#### WORK TO COMPLETE
Check every line below for the string "docs", and copy the lines that contain it.

#### EXCERPTED DATA
++++
PR #1455, opened 2018-03-17
fix(env): Fix sample env file to correctly work with MySQL

CuriousLearner:
Fix the hostname in connection url string for MySQL connection.

Also, updated an old comment to be correct :)

cc @MichaelKohler

### DIFF
--- a/docs/installation-virtualenv.rst
+++ b/docs/installation-virtualenv.rst
@@ -64,6 +64,8 @@ When you want to start contributing...
 
      (venv)$ cp env-dist .env
 
+   Uncomment the line for `DATABASE_URL` in `.env` to point to the `localhost`
+   hostname.
 
 #. Activate MailHide.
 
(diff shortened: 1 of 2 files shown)


MichaelKohler:
I'm defering this to @akatsoulas. r?

CuriousLearner:
On re-thinking about the change, I think the old connection string works with the docker setup as internally in the docker-compose file, the `db` is mapped to the container running MySQL.

There is no solution to it, other than mentioning in the docs that in one of the ways, this string needs to be changed after the `env-dist` is copied to `.env

I think we need to make this explicit in the docs if someone is setting it up the normal way.

Mte90:
But you need to change for docker or for virtualenv?

akatsoulas:
@CuriousLearner thank you for this PR!
This change is needed for the virtualenv and it's going to break the docker installation option. I would suggest to add this entry commented in the env-dist file and as the @CuriousLearner suggested, add an entry in the documentation to remove the comment  after copying the file. 

@CuriousLearner is this something that you are interested in working on?

CuriousLearner:
@akatsoulas Exactly. Sure, I'll submit the changes in a while.

CuriousLearner:
@akatsoulas Can you please check the PR now? :)

PR #1457, opened 2018-03-21
[fix 1417464] Voting times should be displayed in each ones timezone

Mte90:
screenshot_20180321_165714
Now on hover show that info


akatsoulas:
Closing this in favor of #1458. Basically it's your commit unchanged and a couple of improvements in the wording along with a change to use a class and not IDs in the view_voting script.

Mte90:
Form e is ok :-)

PR #1459, opened 2018-03-22
[fix 1434767] Date cut off on Activities panel on Dashboard

Mte90:


remo/base/static/base/css/app-fd4.less
```diff
@@ -3270,6 +3270,7 @@ table tr.assigned-request:nth-of-type(2n) {
         td {
             font-weight: bold;
             line-height: 1.7;
+            width:20%;
```
MichaelKohler: could you please add a space after the ":"?

Mte90:
Looking on the log there are issues with dependences on the unit tests (but this patch doesn't involve them).

Mte90:
@akatsoulas r?

PR #1461, opened 2018-03-26
Bug 1341328 - Implement Mentor overview

MichaelKohler:


MichaelKohler:
@akatsoulas r?

Mte90:
I tried that pr and seems working fine without issues.

MichaelKohler:
Will need to change the comment right above the url changes, that's outdated now. Also will need to fix styling for flake8. Will do that tomorrow.

MichaelKohler:
now this is ready for a review :)

remo/profiles/templates/profiles_mentors.jinja
```diff
@@ -0,0 +1,51 @@
...
+              <th>Name</th>
+              <th>Country</th>
+              <th>Date joined</th>
+              <th>Reports past 3 months</th>
+              <th>Reports past 6 months</th>
+              <th>Reports past 12 months</th>
+            </tr>
+          </thead>
+          <tbody>
+            {% for rep in mentor.mentees.exclude(user__groups__name='Alumni') %}
```
akatsoulas: This also displays users who have the mentor bit in their profile but have not mentees. Probably this is an edge case and I am not sure if there are cases like that in prod. Do we want this?

MichaelKohler: Yes, that is something we want to know about. However, since there is no table row in that case, the styling looks sub-optimal. I'll fix this.

MichaelKohler:
@akatsoulas fixed the problem with the styling if there was no row (e.g. no mentees) and also fixed an issue with the total count next to the name, as that one was counting alumnis as well. This should be ready for merge now.

PR #1467, opened 2018-04-05
Etherpad URL can be too long

CuriousLearner:


remo/events/models.py
```diff
@@ -158,7 +158,7 @@ def save(self, *args, **kwargs):
         # Calculate planning pad url
         if not self.planning_pad_url:
             url = urljoin(settings.ETHERPAD_URL,
-                          getattr(settings, 'ETHERPAD_PREFIX', '') + self.slug)
+                          getattr(settings, 'ETHERPAD_PREFIX', '') + self.slug[:50])
```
++++
#### RESULT BELOW
--- a/docs/installation-virtualenv.rst
+++ b/docs/installation-virtualenv.rst
There is no solution to it, other than mentioning in the docs that in one of the ways, this string needs to be changed after the `env-dist` is copied to `.env
I think we need to make this explicit in the docs if someone is setting it up the normal way.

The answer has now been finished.